Acho que preciso de mais colo que ele, ainda que esteja firme e forte ao seu lado. Minha  missão agora é encontrar tampões bonitos e coloridos que tornem as horas-pirata menos incômodas. Talvez eu mesma compre folhas de E.V.A. bem lindas e os confeccione, algo não muito difícil de se fazer.

É isso. Vumbora pra frente. A gente gosta de comemorar, então vejamos pelo lado bom. Daqui a meses, quando tudo acabar, a gente comemora tudo outra vez. Ah, sim.

Sunday afternoon




(daqui.)

E daqui de casa. 



 


    
Etc., por horas.

 ***

Desde sempre Ulisses queria uma tomada na sacada, onde fica a esteira elétrica. Para evitar a função de esticar o fio lá para dentro do escritório todas as duas vezes por ano em que usa a esteira. Aí um dia ele aproveitou que um moço viria aqui consertar sei lá o quê e pediu  pra ele resolver isso aí. O moço fez, bateu bateu bateu, furou furou furou, passou fio passou fio, instalou a tomada. Problema resolvido. Mas o Ulisses se esquece que isso já foi feito e aí estica o fio pra dentro do escritório, com se a tomada nova não existisse. Ele é assim. Mas agora tanto faz, porque a esteira queimou mesmo. Problema resolvido.

***

A gente se joga na cama do Arthur pra ler gibi, Arthur, Amanda e eu.

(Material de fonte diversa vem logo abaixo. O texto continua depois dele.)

PR #1177, opened 2018-03-09
Add generated resources for http(s)_health_check, updates to backend_bucket, and import helpers

danawillow:
(I separated the changes out into logical commits, but let me know if you want me to separate out the PRs too)


google/resource_compute_http_health_check.go
```diff
@@ -94,159 +109,260 @@ func resourceComputeHttpHealthCheckCreate(d *schema.ResourceData, meta interface
...
 	if err != nil {
 		return err
 	}
 
-	hchk, err := config.clientCompute.HttpHealthChecks.Get(
-		project, d.Id()).Do()
+	url, err := replaceVars(d, config, "https://www.googleapis.com/compute/v1/projects/{{project}}/global/httpHealthChecks/{{name}}")
 	if err != nil {
-		return handleNotFoundError(err, d, fmt.Sprintf("HTTP Health Check %q", d.Get("name").(string)))
+		return err
```
rosbo: We should update our magic module to handle 404 in delete properly

danawillow: We don't usually do 404 checking in deletes, since hypothetically the refresh would have caught it and removed the resource from state. Do you have an example resource that does?

rosbo: this resource, look at the diff

danawillow: It's diffing it against read() because the order of the functions changed

rosbo: :)

danawillow:
Pushed a quick commit with some fixes that came up in the test run. All `TestAccCompute` tests are passing now. Going to go ahead and merge because the fixes are just putting back things that were accidentally left out.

O Arthur adora ler em bando. Mas adora porque assim ele tem com quem dividir as historinhas engraçadas. Não consigo ler duas páginas seguidas sem parar para ouvir "hahaha, olha essa, mãe!". E lê a história dele pra mim; ou me mostra a tirinha do final do gibi, com uma das mãos escondendo o último quadrinho, fazendo suspense. A prova de que mãe é bicho tolo é que acho isso lindo - e até estranho quando consigo ler uma historinha toda em silêncio.

***

Quando fui a Nova York, anos atrás, comprei para minha mãe uma caneca cor-de-rosa. Era de um tom fechado, um rosa profundo, quase cereja. Uma cor linda. Tinha o desenho de uma pequena flor e o nome da cidade. Um souvenir clichê para que ela tomasse leite se lembrando de mim. Ela não tomava. Guardou a caneca no armário da sala e seguiu tomando seu leite num copo de vidro. Esse era o jeito que ela tinha de mostrar que valorizava o objeto: preservá-lo, não usar. Depois que ela morreu, eu trouxe a caneca para minha casa. E, do meu jeito, valorizei cada café tomado nela. Rotineiramente, café após café, revivi o dia em que entrei na loja de lembrancinhas em Manhattan e escolhi a caneca mais linda; e me lembrei do lugarzinho no armário da sala de minha mãe em que a caneca morou por anos. Essa semana a caneca caiu no chão e se quebrou. Ela nem usava, penso eu. Mas não adianta. Quebrou-se e fez eco aqui dentro. Várias canecas no armário, é a dela que se quebra. Brinquei de jogo do contente e busquei um pensamento que me tirasse do banzo. Achei. A sala onde morava a caneca fica naquela casa. Que não está mais à venda. Arranquei a placa. Foi-se a caneca, fica a sala.  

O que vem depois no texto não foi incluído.